_WHAT YOU ARE ASKED TO DO:_
Using the records below, find every line that includes "changes" and copy it.

_PROVIDED DATA:_
▬▬▬▬▬▬
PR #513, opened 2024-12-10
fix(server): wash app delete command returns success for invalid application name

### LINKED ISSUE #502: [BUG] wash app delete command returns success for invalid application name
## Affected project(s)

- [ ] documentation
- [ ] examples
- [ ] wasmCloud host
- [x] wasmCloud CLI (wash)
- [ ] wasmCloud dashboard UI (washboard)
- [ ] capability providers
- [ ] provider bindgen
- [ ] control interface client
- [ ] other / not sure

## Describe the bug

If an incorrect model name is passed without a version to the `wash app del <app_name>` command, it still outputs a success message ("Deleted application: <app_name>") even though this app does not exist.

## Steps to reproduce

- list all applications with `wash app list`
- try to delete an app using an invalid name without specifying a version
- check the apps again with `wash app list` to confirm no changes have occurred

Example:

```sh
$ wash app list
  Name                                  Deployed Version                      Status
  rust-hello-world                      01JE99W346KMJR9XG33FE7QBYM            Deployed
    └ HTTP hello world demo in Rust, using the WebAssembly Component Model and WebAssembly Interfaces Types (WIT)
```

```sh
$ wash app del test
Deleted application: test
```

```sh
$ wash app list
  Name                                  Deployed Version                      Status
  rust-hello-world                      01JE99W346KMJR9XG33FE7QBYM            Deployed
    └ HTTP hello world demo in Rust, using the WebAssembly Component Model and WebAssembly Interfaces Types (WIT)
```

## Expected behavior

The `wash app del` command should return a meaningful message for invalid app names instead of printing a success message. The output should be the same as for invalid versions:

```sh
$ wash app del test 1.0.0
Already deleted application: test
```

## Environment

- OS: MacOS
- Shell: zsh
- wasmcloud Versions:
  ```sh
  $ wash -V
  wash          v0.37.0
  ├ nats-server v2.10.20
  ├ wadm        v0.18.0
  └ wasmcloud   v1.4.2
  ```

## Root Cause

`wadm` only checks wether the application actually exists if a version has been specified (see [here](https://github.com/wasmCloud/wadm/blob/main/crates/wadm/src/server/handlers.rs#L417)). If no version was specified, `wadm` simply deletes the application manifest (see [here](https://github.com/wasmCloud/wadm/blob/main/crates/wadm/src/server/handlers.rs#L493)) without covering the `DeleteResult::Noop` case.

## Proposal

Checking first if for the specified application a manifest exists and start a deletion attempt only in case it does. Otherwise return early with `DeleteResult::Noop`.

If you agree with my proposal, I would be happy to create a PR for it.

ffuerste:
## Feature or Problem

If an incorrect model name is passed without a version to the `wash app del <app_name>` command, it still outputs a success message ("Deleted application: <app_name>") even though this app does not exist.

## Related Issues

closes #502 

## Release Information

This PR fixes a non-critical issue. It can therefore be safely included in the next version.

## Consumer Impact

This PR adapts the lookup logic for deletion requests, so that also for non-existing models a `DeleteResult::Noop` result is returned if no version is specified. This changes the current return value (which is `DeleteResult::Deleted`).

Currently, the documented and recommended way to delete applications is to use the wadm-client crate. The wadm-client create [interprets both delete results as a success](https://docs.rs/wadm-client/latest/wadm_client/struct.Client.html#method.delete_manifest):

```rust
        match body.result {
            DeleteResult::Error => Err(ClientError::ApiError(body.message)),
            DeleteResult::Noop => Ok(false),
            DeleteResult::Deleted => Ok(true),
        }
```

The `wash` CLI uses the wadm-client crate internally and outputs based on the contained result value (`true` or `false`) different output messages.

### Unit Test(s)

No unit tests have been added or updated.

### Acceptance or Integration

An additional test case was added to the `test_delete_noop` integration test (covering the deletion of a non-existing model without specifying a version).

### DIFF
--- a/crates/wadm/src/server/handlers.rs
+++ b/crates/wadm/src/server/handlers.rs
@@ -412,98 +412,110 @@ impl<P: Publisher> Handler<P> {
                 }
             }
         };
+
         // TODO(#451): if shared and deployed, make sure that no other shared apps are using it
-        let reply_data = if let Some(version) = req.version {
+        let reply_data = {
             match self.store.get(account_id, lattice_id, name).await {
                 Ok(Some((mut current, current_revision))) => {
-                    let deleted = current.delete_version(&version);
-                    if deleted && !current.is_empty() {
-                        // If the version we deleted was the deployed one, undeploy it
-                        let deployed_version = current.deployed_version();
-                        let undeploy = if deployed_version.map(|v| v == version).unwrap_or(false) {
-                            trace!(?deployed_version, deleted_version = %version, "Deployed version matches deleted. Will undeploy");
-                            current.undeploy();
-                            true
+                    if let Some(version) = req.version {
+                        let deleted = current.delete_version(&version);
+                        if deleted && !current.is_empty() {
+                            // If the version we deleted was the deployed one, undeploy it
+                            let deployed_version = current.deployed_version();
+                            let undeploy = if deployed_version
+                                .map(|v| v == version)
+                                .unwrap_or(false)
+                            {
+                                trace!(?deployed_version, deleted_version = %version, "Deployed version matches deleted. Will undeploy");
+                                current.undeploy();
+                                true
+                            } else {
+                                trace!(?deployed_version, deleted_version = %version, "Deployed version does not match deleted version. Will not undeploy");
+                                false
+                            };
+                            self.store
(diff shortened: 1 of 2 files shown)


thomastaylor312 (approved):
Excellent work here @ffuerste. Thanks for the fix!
▬▬▬▬▬▬
_ANSWER TO THIS TASK:_
- check the apps again with `wash app list` to confirm no changes have occurred
This PR adapts the lookup logic for deletion requests, so that also for non-existing models a `DeleteResult::Noop` result is returned if no version is specified. This changes the current return value (which is `DeleteResult::Deleted`).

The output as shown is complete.